Sunday 8 December 2019

Hair Raising


I opened the book at random and read in a description “a shock of white hair”. I took it to be a translation and therefore possibly a forgivable cliché but from an American, native born it’s just lazy writing that should be excised on a second pass. As an image it appears to have been generated via the sheaves of corn set upright and leaning against each other to dry. The Scots and Irish varient ‘stook’ refers to the same practice. ‘Samuel Beckett had a stook of white hair’has a freshness for those who know what a stook was. Did that author who wrote ‘shock’ have a clue where the image came from? Probably not.

How would one retain the surprise of a grand head of white hair.

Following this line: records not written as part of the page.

PR #7779, opened 2024-03-22
Restore Ruby 3.4 compatibility in T::Props::Serializable

casperisfine:
Followup: https://github.com/sorbet/sorbet/pull/7778
Followup: https://github.com/sorbet/sorbet/pull/7710

Exceptions are not guaranteed to have a `#backtrace_locations` because of `Exception#set_backtrace` and `Kernel#raise(error, message, backtrace)`.

It's still prefereable to use `#backtrace_location` when present as it requires much less string parsing.

But if it's missing we can fallback to parse backtraces the old way, however we need to account for Ruby 3.4 newer format.

@froydnj @jez @paracycle

### DIFF
--- a/gems/sorbet-runtime/lib/types/props/serializable.rb
+++ b/gems/sorbet-runtime/lib/types/props/serializable.rb
@@ -261,15 +261,30 @@ module T::Props::Serializable::DecoratorMethods
   end
 
   def message_with_generated_source_context(error, generated_method, generate_source_method)
-    line_label = error.backtrace.find {|l| l.end_with?("in `#{generated_method}'")}
-    return unless line_label
+    generated_method = generated_method.to_s
+    if error.backtrace_locations
+      line_loc = error.backtrace_locations.find {|l| l.base_label == generated_method}
+      return unless line_loc
 
-    line_num = if line_label.start_with?("(eval)")
-      # (eval):13:in `__t_props_generated_serialize'
-      line_label.split(':')[1]&.to_i
+      line_num = line_loc.lineno
     else
-      # (eval at /Users/jez/stripe/sorbet/gems/sorbet-runtime/lib/types/props/has_lazily_specialized_methods.rb:65):13:in `__t_props_generated_serialize'
-      line_label.split(':')[2]&.to_i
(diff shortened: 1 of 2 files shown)


gems/sorbet-runtime/lib/types/props/serializable.rb
```diff
@@ -261,17 +261,32 @@ def add_prop_definition(prop, rules)
...
+      return unless line_label
+
+      line_num = if line_label.start_with?("(eval)")
+        # (eval):13:in ...
+        line_label.split(':')[1]&.to_i
+      else
+        # (eval at /Users/jez/stripe/sorbet/gems/sorbet-runtime/lib/types/props/has_lazily_specialized_methods.rb:65):13:in ...
+        line_label.split(':')[2]&.to_i
+      end
+      return unless line_num
```
froydnj, line 288: I think you want to keep this `return` outside of the `if`; the original PR for 3.4 compat returned early:

https://github.com/sorbet/sorbet/pull/7710/files#diff-b6758eb606992ab00fd8e66aa0375c569648250f874bf6fb51fe402769e0e9cbL264-L274

unless we are guaranteed to have a `line_num` in the `backtrace_locations` case?

froydnj (dismissed):
Thank you for the patch!

gems/sorbet-runtime/lib/types/props/serializable.rb
casperisfine: > unless we are guaranteed to have a `line_num` in the `backtrace_locations` case?

It's guaranteed if the method is implemented in Ruby, but could be `0` if implemented in C.

But it's a good catch, I applied the suggested change.

jez:

→ https://go/builds/bui_QRe33VxDQmlaPU

jez:
Sorry for the long review on this change. The script we used to test PRs against Stripe's codebase had atrophied and broken, and we had not gotten around to fixing it.

The script is fixed, I've tested these changes on Stripe's codebase, and everything looks great.

Thanks for the patience.

jez (approved):

PR #7784, opened 2024-03-26
Add `base64digest` methods for `OpenSSL::HMAC`

vaindil:
### Motivation

Two `base64digest` methods were added to `OpenSSL::HMAC` in Ruby 3.1.0, but Sorbet does not have them ([docs here](https://ruby-doc.org/stdlib-3.1.0/libdoc/openssl/rdoc/OpenSSL/HMAC.html#method-c-base64digest), [source here](https://github.com/ruby/ruby/blob/4300c42a7eb12a0aa81e4ec79891cdba1cfdf3aa/ext/openssl/lib/openssl/hmac.rb)). I'm not sure what version Sorbet supports for these rbi files, but figured I'd open a PR in case they'd be helpful.

Everything else in the tweaked file is untyped, so I kept that convention rather than returning `String` and using the proper parameters.

### Test plan

Not sure that tests would add a whole lot of value here, so I didn't include any. I can add some if they should be added.

### DIFF
--- a/rbi/stdlib/openssl.rbi
+++ b/rbi/stdlib/openssl.rbi
@@ -4442,6 +4442,10 @@ class OpenSSL::HMAC
   sig {returns(::T.untyped)}
   def hexdigest(); end
 
+  # Returns the authentication code as a Base64-encoded string.
+  sig {returns(::T.untyped)}
+  def base64digest(); end
+
   sig do
     params(
       arg0: ::T.untyped,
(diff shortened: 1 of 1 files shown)


ilyailya:

→ https://go/builds/bui_PoKuJy8A3ugeD0
→ https://go/builds/bui_PoKu5zGgZcnnvP
→ https://go/builds/bui_PoKufAb17TmmzA

ilyailya (approved):
The change looks good to me. Thanks a mil for updating the signatures!

ilyailya:
>Everything else in the tweaked file is untyped, so I kept that convention rather than returning String and using the proper parameters.

It's not really a convention, just no one put work into turning this file to `# typed: true`

PR #7786, opened 2024-03-27
Devirtualize WatchmanProcess by merging LSPWatchmanProcess

jez:
### Motivation

We have had a longstanding problem where a pure-virtual function is called.
Turns out that this blames to a call to `processExit` by way of `exitWithCode`
by way of `WatchmanProcess::~WatchmanProcess`.

In particular, you're not allowed to call virtual functions from destructors
(even if the virtual function is called transitively).

But there's no real reason why this class should be virtual/abstract in the
first place, because it's only ever subclassed once.

### Commit summary

- **Factor mergeCounters helper to Counters.{h,cc}** (15078eb84)

  This was defined in two places, and I needed to use it in a third.

- **Move tagNewRequest to LSPMessage** (7e53e7846)

  This was defined as a helper in an anonymous namespace, and I would have 
  needed to call it from two files. It now lives as a method on 
  LSPMessage, which I think it more fitting.

- **Move MessageQueueState class to its own file** (b54509d92)

  ... so that I can use it from two places.

- **Move LSPWatchmanProcess fields into WatchmanProcess** (c9152acd1)

- **Move the LSPWatchmanProcess methods into WatchmanProcess** (94a186592)

- **Remove all the `virtual` from these methods** (77c68cec0)

### Test plan

Existing tests.


froydnj:
Point of order:

> In particular, you're not allowed to call virtual functions from destructors (even if the virtual function is called transitively).

This is not true; from the spec (admittedly this is the most recent draft, but I strongly suspect this part has not changed very much from C++17), [[class.cdtor]p4:](https://eel.is/c++draft/class.cdtor#4):

> Member functions, including virtual functions ([[class.virtual]](https://eel.is/c++draft/class.virtual)), can be called during construction or destruction ([[class.base.init]](https://eel.is/c++draft/class.base.init))[.](https://eel.is/c++draft/class.cdtor#4.sentence-1)
When a virtual function is called directly or indirectly from a constructor or from a destructor, including during the construction or destruction of the class's non-static data members, and the object to which the call applies is the object (call it x) under construction or destruction, the function called is the final overrider in the constructor's or destructor's class and not one overriding it in a more-derived class[.](https://eel.is/c++draft/class.cdtor#4.sentence-2)
If the virtual function call uses an explicit class member access ([[expr.ref]](https://eel.is/c++draft/expr.ref)) and the object expression refers to the complete object of x or one of that object's base class subobjects but not x or one of its base class subobjects, the behavior is undefined[.](https://eel.is/c++draft/class.cdtor#4.sentence-3)

So the subtlety here is that virtual method lookup as you normally expect it to happen is not what happens in destructors: the relevant virtual function that's called only considers the class and superclasses, not any subclasses.  Ergo, if you have a destructor and it calls a pure virtual function defined in that class, the pure virtual function is always called from the destructor, and not any overrides in subclasses.

I could not have told you this prior to looking it up, and was initially puzzled by this restriction, but it makes sense: destructors are executed from the most-derived to least-derived class, so if you needed to call a virtual function defined in a subclass from a base class during destruction, that subclass's data no longer exist, so it wouldn't be meaningful to call the virtual function (what object could you call it on?) and would be actively dangerous (practically textbook use-after-free).

froydnj (approved):

PR #7791, opened 2024-03-28
Teach merchant_token_prop about the `name` field

jez:
### Motivation

We were not handling the fact that this method accepts an optional `name`
keyword parameter, which can be used to customize the name to something that's
not `merchant`.

### Test plan

See included automated tests.

Those at Stripe can see that this is how this method works by looking at
this code:

<http://go/GnhimGWM>


jez:

→ https://go/builds/bui_Pp53XeicSHxKAY
→ https://go/builds/bui_Pp53JXYmG1EJxh
→ https://go/builds/bui_Pp532Le3BQk4sG

ilyailya (approved):

PR #7792, opened 2024-03-28
Make LSPTypechecker::getResolved use thread pool

jez:
### Motivation

The `LSPTypechecker::getResolved` method is used by `LSPTypechecker::query`,
which is used by `LSPQuery::bySymbol`, which powers things like find all
references and move method and convert to singleton class method.

Based on our strategy of searching for references in files that have a reference
to _any_ symbol with the name of the current symbol, `bySymbol` can run the
query over many files. In particular, a common case in Stripe's codebase is
finding references on methods called `call`, where there are thousands of files.

Currently, Sorbet resolves all of these files single threaded, even when it
would use the worker pool for running inference on those files (i.e., there was
a worker pool in scope already).

There's no reason to do this, and in fact all of the things inside `getResolved`
(namer and resolver) already work in parallel if given a `WorkerPool`. (Well,
almost all the things--packager does not run the incremental version in
parallel, but that can be a future change, and/or might just go away as we move
more packager into namer/resolver).

### Test plan

The code compiles.

I'm not adding any new parallelism, which means there's no worry about
potentially racing on shared state--this change just takes advantage of the
existing parallelism already present in the pipeline, so there's no reason to
expect anything to break because of this.

Separately, I'm working on testing the performance of this for a few Find All
References queries on Stripe's codebase.

### DIFF
--- a/main/lsp/LSPTypechecker.cc
+++ b/main/lsp/LSPTypechecker.cc
@@ -639,7 +639,7 @@ LSPQueryResult LSPTypechecker::query(const core::lsp::Query &q, const std::vecto
     ENFORCE(gs->errorQueue->isEmpty());
     ENFORCE(gs->lspQuery.isEmpty());
     gs->lspQuery = q;
-    auto resolved = getResolved(filesForQuery);
+    auto resolved = getResolved(filesForQuery, workers);
     tryApplyDefLocSaver(*gs, resolved);
     tryApplyLocalVarSaver(*gs, resolved);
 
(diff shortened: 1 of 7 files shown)


jez:

→ https://go/builds/bui_Pp5tnkPN9YtPBP
→ https://go/builds/bui_Pp5t9h7MszqQwf
→ https://go/builds/bui_Pp5t6dn7Pr5ijF

jez:
It looks like this makes Find All References on a method named `call` 20% faster.

PR #7801, opened 2024-04-02
Improve error location for "unrecognized kwarg"

jez:
### Motivation

Requested by a user.

### Test plan

See included automated tests.

**Before**

Screenshot 2024-04-02 at 2 23 02 PM

**After**

Screenshot 2024-04-02 at 2 07 44 PM

### DIFF
--- a/core/types/calls.cc
+++ b/core/types/calls.cc
@@ -1368,7 +1368,7 @@ DispatchResult dispatchCallSymbol(const GlobalState &gs, const DispatchArgs &arg
                 if (auto e = gs.beginError(kwargErrLoc, errors::Infer::MethodArgumentCountMismatch)) {
                     e.setHeader("Unrecognized keyword argument `{}` passed for method `{}`", arg.show(gs),
                                 method.show(gs));
-                    if (kwargErrLoc != kwargsLoc && kwargErrLoc.exists()) {
+                    if (kwargErrLoc.exists() && kwargErrLoc != kwargsLoc) {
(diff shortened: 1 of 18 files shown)


core/types/calls.cc
```diff
@@ -1338,9 +1358,20 @@ DispatchResult dispatchCallSymbol(const GlobalState &gs, const DispatchArgs &arg
...
+                auto it = kwargLocs.find(key.asName());
+                // TODO(jez) This papers over some stuff around kwsplats which might get in our way
+                // of getting a loc for known keyword args. In those cases, we simply give up right now.
+                if (it != kwargLocs.end()) {
+                    kwargErrLoc = it->second;
+                }
+                if (auto e = gs.beginError(kwargErrLoc, errors::Infer::MethodArgumentCountMismatch)) {
                     e.setHeader("Unrecognized keyword argument `{}` passed for method `{}`", arg.show(gs),
                                 method.show(gs));
+                    if (kwargErrLoc != kwargsLoc && kwargErrLoc.exists()) {
```
froydnj, line 1371: Nit: this seems slightly clearer with the condition reversed (s/o to `std::optional` enabling comparison to non-`optional` types).

```suggestion
                    if (kwargErrLoc.exists() && kwargErrLoc != kwargsLoc) {
```

froydnj (approved):

core/types/calls.cc
jez: I don't think there's an `optional` in play here, were you suggesting that I introduce it somehow?

PR #8155, opened 2024-09-05
Compile mac release on ARM64

vinistock:
Will fill in shortly.


vinistock:
This won't work because the ARM64 machines are not yet online for the buildkite agents.

PR #8157, opened 2024-09-06
Ensure that aliased parent classes are handled correctly in subclass list generation

aadi-stripe:
cc @zanker-stripe 

Subclass list generation in autogen has a bug in it, where if you alias a parent class and use it at the subclass declaration site, we lose the reference and don't include it the corresponding subclass the list.

### Motivation

Fixing autogen.

### Test plan

See included automated tests. Tested on Stripe codebase

### DIFF
--- a/main/autogen/subclasses.cc
+++ b/main/autogen/subclasses.cc
@@ -54,7 +54,7 @@ optional<Subclasses::Map> Subclasses::listAllSubclasses(core::Context ctx, const
             continue;
         }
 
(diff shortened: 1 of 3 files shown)


froydnj (approved):

aadi-stripe:

→ https://go/builds/bui_QngO8JSMrVBeb0
→ https://go/builds/bui_QngOi01RonjQSD
→ https://go/builds/bui_QngO8PrY1AiaO1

His white hair seemed too abundant for the size of his head. Over the pulpit of his serene pale brow it stood alert bristling with counsel. ‘The O’Haras always kept their hair’ he would say as if that were an opt in favour to the clan.

His white hair stood up like the pelt of a white cat menaced by a terrier.

He was vain of it. Like a patch of scutch grass it stood thick, white, ineradicable rejecting macassar oil, brylcreem, gel, and that concoction known as brinjal (eggplant) oil from India which he gave up after too many ‘I’d love a curry’ remarks.

I blame the editor really, you know.